- **Directions**
Copy the listing below in full, exactly.
── Supplied material
PR #5477, opened 2022-07-29
bookkeeper crash fixes

niftynei:
Fixes two crash reports, and adds back some missing functionality for the snapshots in coin-moves.


tests/test_bookkeeper.py
```diff
@@ -336,8 +475,6 @@ def test_bookkeeping_onchaind_txs(node_factory, bitcoind):
 
     # Double check there's no bookkeeper plugin on
     assert l1.daemon.opts['disable-plugin'] == 'bookkeeper'
-    with pytest.raises(RpcError):
-        l1.rpc.listincome()
```
rustyrussell, line 340: Why remove this??

plugins/bkpr/incomestmt.c
```diff
@@ -437,7 +437,7 @@ void json_add_income_event(struct json_stream *out, struct income_event *ev)
 
 const char *csv_filename(const tal_t *ctx, const struct csv_fmt *fmt)
 {
-	return tal_fmt(ctx, "cln_incomestmt_%s_%zu.csv",
+	return tal_fmt(ctx, "cln_incomestmt_%s_%li.csv",
 		       fmt->fmt_name,
 		       time_now().ts.tv_sec);
```
rustyrussell, line 442: That will break on some platforms too!  Use an "unsigned long" cast...

tests/test_bookkeeper.py
niftynei: It fails now b/c the command name moved to `bkpr_listincome`, not because it's not there. It's technically a functional check of the above (deleting `bookkeeper` plugin)

rustyrussell:
Ack https://github.com/ElementsProject/lightning/commit/31e5b8234d3d690c4e26695543aac30e16ea3c92

PR #5483, opened 2022-07-31
bkpr: track channel rebalances, display in listincome

niftynei:
Self-transfers should really be ignored for income reports. This change adds rebalance tracking,
which allows us to report the right thing for `listincome`.

Tracks rebalances, and report income events for them.

Previously `listincome` would report:
	- invoice event, debit, outgoing channel
	- invoice_fee event, debit, outgoing channel
	- invoice event, credit, inbound channel

Now reports:
	- rebalance_fee, debit, outgoing channel
	(same value as invoice_fee above)

Note: only applies on channel events; if a rebalance falls to chain
we'll use the older style of accounting.

Changelog-None

### DIFF
--- a/.gitignore
+++ b/.gitignore
@@ -53,7 +53,6 @@ contrib/pyln-*/dist/
 contrib/pyln-*/pyln_*.egg-info/
 contrib/pyln-*/.eggs/
 contrib/pyln-*/pyln/*/__version__.py
-release/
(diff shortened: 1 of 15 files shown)


rustyrussell (approved):
Ack 2df38ddabff7332e8dd6cb22cf3742bf30980a0c

PR #5484, opened 2022-08-01
bkpr: insert obscure 60s pop references.

rustyrussell:
The initial snapshots on an already-running lightningd are expected to
be unbalanced, but this shouldn't cause users to long for the green,
green grass of home.

This controls the Art of Noise.

Changelog-None


niftynei:
ACK https://github.com/ElementsProject/lightning/pull/5484/commits/2e853e1961f5ea149306f4f7f23b95d733ee4769

PR #68, opened 2023-11-20
Add docker support for Iron

CatInTheRain:
Hi this is a working Dockerfile. I tried to build this 2 dockerfiles and run them in two different machines but they cannot interact with each other with zenoh (they are connected in the same WiFi). Communication works in the same machine.

### DIFF
--- a/dockerfiles/Dockerfile
+++ b/dockerfiles/Dockerfile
────
- **The completed task**
PR #5477, opened 2022-07-29
bookkeeper crash fixes

niftynei:
Fixes two crash reports, and adds back some missing functionality for the snapshots in coin-moves.


tests/test_bookkeeper.py
```diff
@@ -336,8 +475,6 @@ def test_bookkeeping_onchaind_txs(node_factory, bitcoind):
 
     # Double check there's no bookkeeper plugin on
     assert l1.daemon.opts['disable-plugin'] == 'bookkeeper'
-    with pytest.raises(RpcError):
-        l1.rpc.listincome()
```
rustyrussell, line 340: Why remove this??

plugins/bkpr/incomestmt.c
```diff
@@ -437,7 +437,7 @@ void json_add_income_event(struct json_stream *out, struct income_event *ev)
 
 const char *csv_filename(const tal_t *ctx, const struct csv_fmt *fmt)
 {
-	return tal_fmt(ctx, "cln_incomestmt_%s_%zu.csv",
+	return tal_fmt(ctx, "cln_incomestmt_%s_%li.csv",
 		       fmt->fmt_name,
 		       time_now().ts.tv_sec);
```
rustyrussell, line 442: That will break on some platforms too!  Use an "unsigned long" cast...

tests/test_bookkeeper.py
niftynei: It fails now b/c the command name moved to `bkpr_listincome`, not because it's not there. It's technically a functional check of the above (deleting `bookkeeper` plugin)

rustyrussell:
Ack https://github.com/ElementsProject/lightning/commit/31e5b8234d3d690c4e26695543aac30e16ea3c92

PR #5483, opened 2022-07-31
bkpr: track channel rebalances, display in listincome

niftynei:
Self-transfers should really be ignored for income reports. This change adds rebalance tracking,
which allows us to report the right thing for `listincome`.

Tracks rebalances, and report income events for them.

Previously `listincome` would report:
	- invoice event, debit, outgoing channel
	- invoice_fee event, debit, outgoing channel
	- invoice event, credit, inbound channel

Now reports:
	- rebalance_fee, debit, outgoing channel
	(same value as invoice_fee above)

Note: only applies on channel events; if a rebalance falls to chain
we'll use the older style of accounting.

Changelog-None

### DIFF
--- a/.gitignore
+++ b/.gitignore
@@ -53,7 +53,6 @@ contrib/pyln-*/dist/
 contrib/pyln-*/pyln_*.egg-info/
 contrib/pyln-*/.eggs/
 contrib/pyln-*/pyln/*/__version__.py
-release/
(diff shortened: 1 of 15 files shown)


rustyrussell (approved):
Ack 2df38ddabff7332e8dd6cb22cf3742bf30980a0c

PR #5484, opened 2022-08-01
bkpr: insert obscure 60s pop references.

rustyrussell:
The initial snapshots on an already-running lightningd are expected to
be unbalanced, but this shouldn't cause users to long for the green,
green grass of home.

This controls the Art of Noise.

Changelog-None


niftynei:
ACK https://github.com/ElementsProject/lightning/pull/5484/commits/2e853e1961f5ea149306f4f7f23b95d733ee4769

PR #68, opened 2023-11-20
Add docker support for Iron

CatInTheRain:
Hi this is a working Dockerfile. I tried to build this 2 dockerfiles and run them in two different machines but they cannot interact with each other with zenoh (they are connected in the same WiFi). Communication works in the same machine.

### DIFF
--- a/dockerfiles/Dockerfile
+++ b/dockerfiles/Dockerfile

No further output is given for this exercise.